Work request ->
Provide the material again, with every line intact and exact.

[Opening Task data section]

PR #169, opened 2026-03-01
feat: add AWS Bedrock support for Docker wrapper

bronislav:
## Summary

Adds AWS Bedrock provider support to the Docker wrapper. Enable via `--claude-provider bedrock` flag or `RALPHEX_CLAUDE_PROVIDER=bedrock` env var. When enabled, the wrapper automatically sets `CLAUDE_CODE_USE_BEDROCK=1`, exports credentials from AWS profile using `aws configure export-credentials`, and skips macOS keychain extraction. Credentials are passed using Docker's inherit form (`-e VAR`) so values never appear in `ps` output.

All 147 unit tests pass. See `docs/bedrock-setup.md` for setup instructions.

### DIFF
--- a/docs/bedrock-setup.md
+++ b/docs/bedrock-setup.md
@@ -18,6 +18,11 @@ AWS Bedrock provides access to Claude models through your AWS account. This allo
 3. Use short-lived credentials when possible (SSO, STS)
 4. ralphex never mounts `~/.aws` - it exports only the specific credentials needed
 
+**Avoid passing secrets on the command line.** When using `-E` to pass environment variables:
+- Prefer `-E VAR` (inherit form) over `-E VAR=value` for secrets
+- Values in `-E VAR=value` are visible in `ps` output to other users on the system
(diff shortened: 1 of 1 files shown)


umputun (changes requested):
couple things to fix:

1. `_save_and_set` helper is copy-pasted into 6 test classes identically, same for `setUp`/`tearDown`. should be a shared base class

2. `TestCredentialMerge` duplicates the merge logic from `main()` instead of testing through it. if `main()` changes, these tests won't catch regressions. extract the merge into a named function and test that

3. `RALPHEX_EXTRA_ENV` docs should mention that vars passed this way are visible in `ps` output (unlike bedrock credentials via env-file). users might pass secrets through it without realizing

umputun:
also, `RALPHEX_EXTRA_ENV` is not bedrock-related - it's a generic mechanism for passing any env vars to the container. it has its own function, tests, docs, and even a separate task in the plan. should be a separate PR to keep this one focused on bedrock only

[Closing Task data section]

Answer box ->
PR #169, opened 2026-03-01
feat: add AWS Bedrock support for Docker wrapper

bronislav:
## Summary

Adds AWS Bedrock provider support to the Docker wrapper. Enable via `--claude-provider bedrock` flag or `RALPHEX_CLAUDE_PROVIDER=bedrock` env var. When enabled, the wrapper automatically sets `CLAUDE_CODE_USE_BEDROCK=1`, exports credentials from AWS profile using `aws configure export-credentials`, and skips macOS keychain extraction. Credentials are passed using Docker's inherit form (`-e VAR`) so values never appear in `ps` output.

All 147 unit tests pass. See `docs/bedrock-setup.md` for setup instructions.

### DIFF
--- a/docs/bedrock-setup.md
+++ b/docs/bedrock-setup.md
@@ -18,6 +18,11 @@ AWS Bedrock provides access to Claude models through your AWS account. This allo
 3. Use short-lived credentials when possible (SSO, STS)
 4. ralphex never mounts `~/.aws` - it exports only the specific credentials needed
 
+**Avoid passing secrets on the command line.** When using `-E` to pass environment variables:
+- Prefer `-E VAR` (inherit form) over `-E VAR=value` for secrets
+- Values in `-E VAR=value` are visible in `ps` output to other users on the system
(diff shortened: 1 of 1 files shown)


umputun (changes requested):
couple things to fix:

1. `_save_and_set` helper is copy-pasted into 6 test classes identically, same for `setUp`/`tearDown`. should be a shared base class

2. `TestCredentialMerge` duplicates the merge logic from `main()` instead of testing through it. if `main()` changes, these tests won't catch regressions. extract the merge into a named function and test that

3. `RALPHEX_EXTRA_ENV` docs should mention that vars passed this way are visible in `ps` output (unlike bedrock credentials via env-file). users might pass secrets through it without realizing

umputun:
also, `RALPHEX_EXTRA_ENV` is not bedrock-related - it's a generic mechanism for passing any env vars to the container. it has its own function, tests, docs, and even a separate task in the plan. should be a separate PR to keep this one focused on bedrock only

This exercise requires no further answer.